En este punto, en contraposición a las tendencias naturales, interviene la cultura para frenar el proceso de alienación al proclamar que todos tienen el derecho de buscar la satisfacción de sus deseos de manera equitativa. En este contexto, cada individuo puede emplear libremente sus propios recursos, pero se le prohíbe utilizar los recursos ajenos. Es así como surge el derecho: el derecho a tener deseos y a disponer de recursos propios para lograr su satisfacción. Al mismo tiempo, se establece el derecho a no ser alienado, a no ser utilizado como recurso, y a no ser convertido en un mero objeto de satisfacción por parte de los demás.
Mientras que los derechos nos impulsan a competir por los recursos, el deber establece límites claros, marcando un alto en el proceso.

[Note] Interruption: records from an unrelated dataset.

PR #1704, opened 2021-02-04
Cross namespace auth rules

domwong:
This PR adds auth rules that are applied to accounts across namespaces. 

The current auth rules apply in the following situations
- public rules - these rules are applied to all callers, regardless of whether they pass an auth token or not
- account rules - these rules are applied to callers that pass a valid auth token for the namespace. If you pass an auth token issued by a different namespace it is ignored, and the call is treated as an unauthenticated one

This PR adds a further type of rule which is applied when a valid auth token is passed, regardless of which namespace it was issued by.  

Note: This is the danger zone™ because anyone who has a namespace can create an account issued by their namespace with whatever scopes they wish so it doesn't really give you any guarantee about the caller apart from that they have been provisioned by a namespace in micro. So these auth rules should only be used to allow access to endpoints that either require no protection or have been adequately protected which means checking the issuer and the scopes of the caller and correctly isolating callers from different namespaces. 

To create this new type of rule you use the special scope of `+`

```
micro auth create rule  --resource="service:helloworld:*" --priority 1 --scope "+" helloworld-public
```


asim:
Do you think there is another term for "cross issuer" or whether it's a rule "type". Or even if it's a type of scope.

domwong:
> Do you think there is another term for "cross issuer" or whether it's a rule "type". Or even if it's a type of scope.

Yeah I wasn't massively happy with it when I made it `crossissuer`. Thinking about it I think since we're already doing this overloading of the scope field it makes sense to do it there rather than having to add a `type` of rule. So perhaps the answer is 
- `<blank>` means public
- `*` means any scope issued by this namespace
- `+` means any scope from any namespace

asim:
Works for me and then I guess in future potential doing things like namespace:level e.g micro:admin

domwong:
Code and PR description updated to use `+`

asim (approved):

PR #1710, opened 2021-02-14
Replace boltdb/bolt with etcd/bbolt

Clivern:
This PR replaces the archived https://github.com/boltdb/bolt with https://github.com/etcd-io/bbolt. I see it is already replaced somewhere else inside micro `service/store/file`


asim:
There was a merge conflict, so closing in favour of https://github.com/micro/micro/pull/1759/files

PR #1722, opened 2021-03-03
Enable change secret without old password for micro admins, services

crufter:
Enables, without the knowledge of a user's password:
- micro admins changing passwords of users in other namespaces
- services changing passwords for users in their own namespace


asim (approved):

lambdaR:
@crufter @asim maybe we need to set a session timeout for logged in **admins**, people forget to log out manually and if a **gentleman** hacker managed to remotely ssh the server he/she will be able to change the password easily and takes control of micro.

PR #1743, opened 2021-03-25
remove single quote from call's and stream's usage phrases.

lambdaR:
currently, the `micro call` usage statement shows an example of how to use it:

`micro call greeter Say.Hello '{"name": "John"}' 
`

which leads to the following err:

**_Error creating request invalid character '\\'' looking for beginning of value_**


asim:
I'm making this call in production with quotes and it works and without quotes it returns

```
$ micro call helloworld Helloworld.Call {"name": "john"}
Error creating request invalid character 'n' looking for beginning of object key string
```

So this may be an environmental issue or shell issue

lambdaR:
interesting ...
123temp

lambdaR:
am using **zsh** Ubuntu terminal

asim:
Ah, you're using the interactive CLI. This is the issue. The example is for bash shell, not the micro cli.

lambdaR:
well, that is confusing .... one should stick to one tool (shell | cli). 
examples in usage should reflect the the tool you are using. 

for shell ==> `micro call helloworld Helloworld.Call '{"name":"foo"}'`
and for cli ==> `call helloworld Helloworld.Call {"name":"foo"}`

asim:
Nowhere do we promote the use of the interpreted cli in the readme

lambdaR:
ok ... closing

En este sentido, el ejercicio del deber actúa como un freno que detiene el flujo de interacciones sociales basadas en la explotación de recursos, transformándolas en relaciones más sostenibles y perdurables. Platón, en concordancia, sostiene que las sociedades nacen con la aparición de los oficios, es decir, cuando las personas ponen sus habilidades al servicio del otro, o más específicamente, cuando se unen en torno a sus virtudes. Es la búsqueda de los deberes lo que sustenta a las sociedades, más que la constante lucha por los derechos.
La cultura de mínimos
La lógica subyacente en la defensa de los derechos argumenta: «Necesito al menos este espacio y estos recursos para satisfacer mis deseos», defendiendo así los mínimos necesarios. Por otro lado, aquellos que buscan la satisfacción inmediata del placer afirman: «Tengo derecho, al menos, a estas satisfacciones y tú no debes interferir si no lo deseo». Es en este punto donde comienza la competencia por los recursos, dando lugar a una cultura de mínimos. Esta cultura, para acentuar la cultura de mínimos, busca la satisfacción con el menor esfuerzo posible, considera que «hacer el menor esfuerzo es mi derecho», despojando al esfuerzo de su valor intrínseco y convirtiéndolo en simplemente un mal necesario.

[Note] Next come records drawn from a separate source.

PR #1776, opened 2021-05-10
rename cockroach plugin to postgres

asim:


asim:
> @asim you probably already know that but Postgres does not support queries of the of type "CREATE DATABASE IF NOT EXIST".
> 
> We ended up forking the plug-in to make this work with Postgres 13 but all it take is amend some of the statements to handle database creation in a slightly different way.

Well that sucks... thanks for letting me know. I won't merge this until we have a better solution then. We're personally potentially moving off cockroach to a managed sql so I think having a generic postgres plugin makes sense. We also may expose that raw connection via  `DB(ctx context.Context) (*sql.DB, error)` method.

crashdump:
Other than the issue of the "NOT" statement being problematic, I can vouch for the rest of the code, it's been working great for us on PG13. 

We did not want to manage our database ourselves either.

crashdump:
Unfortunately nothing that will help you; I would have loved to contribute something useful to the project but we've simply removed the database management from the plug-in and passed the responsibility to a our infrastructure as code for now.

asim:
Well in light of that, I'm going to merge this and we'll see whether those things get removed. I think because the store requires a specific schema it makes sense for us to create it but equally as you mention from a security perspective its better to do this as a separate piece of work.

crashdump:
Even better, this should work nicely.

asim:
Cheers, all changes merged so that should be good to go.

crashdump:
Something else I had forgotten about... the table name format `micro.thing` is interpreted by Postgres as reference to a schema (see [https://www.postgresql.org/docs/9.1/ddl-schemas.html](https://www.postgresql.org/docs/9.1/ddl-schemas.html).

Once I renamed the table+database concatenation from `micro.thing` to `micro_thing`, everything went well. See [https://github.com/crashdump/micro/commit/ce748cfa03203272b62e7927a00dabd57df7aac6](https://github.com/crashdump/micro/commit/ce748cfa03203272b62e7927a00dabd57df7aac6)

I've not raised a PR with my changes as it would be a breaking change, so I'll leave that with you.

asim:
I think the thing to note here though. Isn't that just going to create tables of name database_table. Where as what we actually want is tables under a specific database.

crashdump:
What was I smoking – you are totally right. I did solve that correctly on my fork by removing the reference to the database which is unnecessary with Postgres. In fact `%s.%s -> database, table` can be replaced by `%s -> table`. 

I don't know if this works with Cockroach though.

asim:
I think the one issue here is, our store can connect to multiple databases using a single sql connection and by stripping this reference we lose that functionality entirely. So the straight swap becomes pretty complicated. I think I have to admit defeat and back this out until I can spend the proper time on it.

crashdump:
Not all is lost! I've done further testing using schemas with Postgres, while keeping the existing behaviour with Cockroach (multiple databases).

`var version string
if err = db.QueryRow("select version()").Scan(&version); err != nil {
	if strings.Contains(version, "PostgreSQL") {
		_, err = db.Exec(fmt.Sprintf("CREATE SCHEMA IF NOT EXISTS %s;", database))
		if err != nil {
			return err
		}
	}
}`

It seems to do the trick, see https://github.com/crashdump/micro/commit/1f1cfd13e702d435e2a930b2f6a5115fc0d0c540

I've tested with Cockroach and Postgres 13. Tests could do with a little bit more depth (such as testing the keys and databases are in the right place) but manual testing looks good.

asim:
That looks like a nice clean version we could potentially use in a forward rolling fashion. I'll need to do some tests as well just look and see how it all is.

crashdump:
Happy to report the postgres schema solution works fine.

asim:
Great to hear. I think we'll be migrating to managed postgres soon so likely that's the path.

PR #1799, opened 2021-05-20
Add v3 cell variant that has headless chrome installed

crufter:


asim:
Colocated with service

PR #1805, opened 2021-05-25
OpenTelemetry

chrusty:
Replacing a previous PR (the repo had changed too much in the interim).

- [x] Added an OpenTelemetry package, which exposes a DefaultTracer
- [x] Added a Jaeger implementation which can be used to set the DefaultTracer
- [x] By default the Jaeger implementation will only trace if that decision has already been made, and propagated through contex
- [x] Optional sampling rate
- [x] Added a new Wrapper for OpenTracing which uses the DefaultTracer to instrument RPCs
- [x] Split up the rest of the wrappers into individual files whlie I was in there
- [x] Use profile to set the default OpenTracer where appropriate
- [x] Figure out how to set the initial trace decision in a client (```ext.SamplingPriority.Set(span, 1)```)
- [x] Modify the default server to wrap RPCs with the OpenTracing wrapper
- [x] Hook a parent span into the API handler so any micro API call gets traced (later we can make this a percentage)

Todo:
- [ ] Include Jaeger in the stack (standalone pod for now is OK)
- [ ] Add configuration for the jaeger address in each env


domwong:
Looks good. 

@asim how does this fit with the existing debug stuff? I think there's tracing in there or something? Should this replace it? Do we need to rip something out?

asim:
I think we just ignore what exists for now. I'm treating Debug.{Health, Stats, Trace, Log, ...} as some built in stuff for internal usage but with something like this its going to give us out of the box tracing using Jaeger or whatever else which will be super useful. Jaeger's UI can actually be embedded so we can drop it into the m3o/cloud dashboard if we want to.

profile/profile.go
```diff
@@ -175,6 +191,21 @@ var Kubernetes = &Profile{
...
 		client.DefaultClient.Init(client.Router(router.DefaultRouter))
+
+		// Configure tracing with Jaeger:
+		tracingServiceName := ctx.Args().Get(1)
+		if len(tracingServiceName) == 0 {
+			tracingServiceName = "Micro"
+		}
+		openTracer, _, err := jaeger.New(
+			opentelemetry.WithServiceName(tracingServiceName),
+			opentelemetry.WithTraceReporterAddress("jaeger:6831"),
```
asim, line 202: What happens if this is not running? The helm chart does not start jaegar

chrusty: Yes, we need Jaeger.

Jaeger itself operates with UDP, so it doesn't matter if Jaeger is just not _accessible_. The only problem is the hostname - if it fails to resolve the configured hostname then this part will fail.

So one approach is to just default to `localhost` (because we can always resolve that), then override that config if we have Jaeger running.

asim: That works. I think this k8s profile just doesn't have any deps because there's nothing running on k8s basically. It's the m3o/platform profile where we'll probably inevitability end up configuring whatever we run and wherever it lives.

En esencia, se trata de la eterna contienda entre el deseo y el deber. El deseo emerge como el enemigo del deber (Kant, 1785), ya que implica su aniquilación. Aquel que se centra en sus deseos desarrolla una aversión hacia el deber y todo aquello que lo personifica (juez, árbitro, policía, jefe, presidente, padre, entre otros).
Una cultura basada en derechos es una cultura de mínimos, rehúye el esfuerzo, es siempre competitiva y conduce a la alienación, a pesar de que —paradójicamente— trata justamente de prevenir tal alienación, entendiendo alienación como el avance de los deseos del otro sobre mis espacios o recursos.
La cultura de máximos
En contraste, una cultura basada en deberes es una cultura de máximos, es abundante, es colaborativa, conduce a las personas a ponerse al servicio del otro, al logro de la realización del otro y por tanto de la sociedad.
El deber, en el sentido moral, siempre implica un «deber ser», constituyendo así un sendero evolutivo, un camino de regreso al ser. Por ello, quien busca su perfeccionamiento moral se pregunta constantemente: ¿qué debo hacer?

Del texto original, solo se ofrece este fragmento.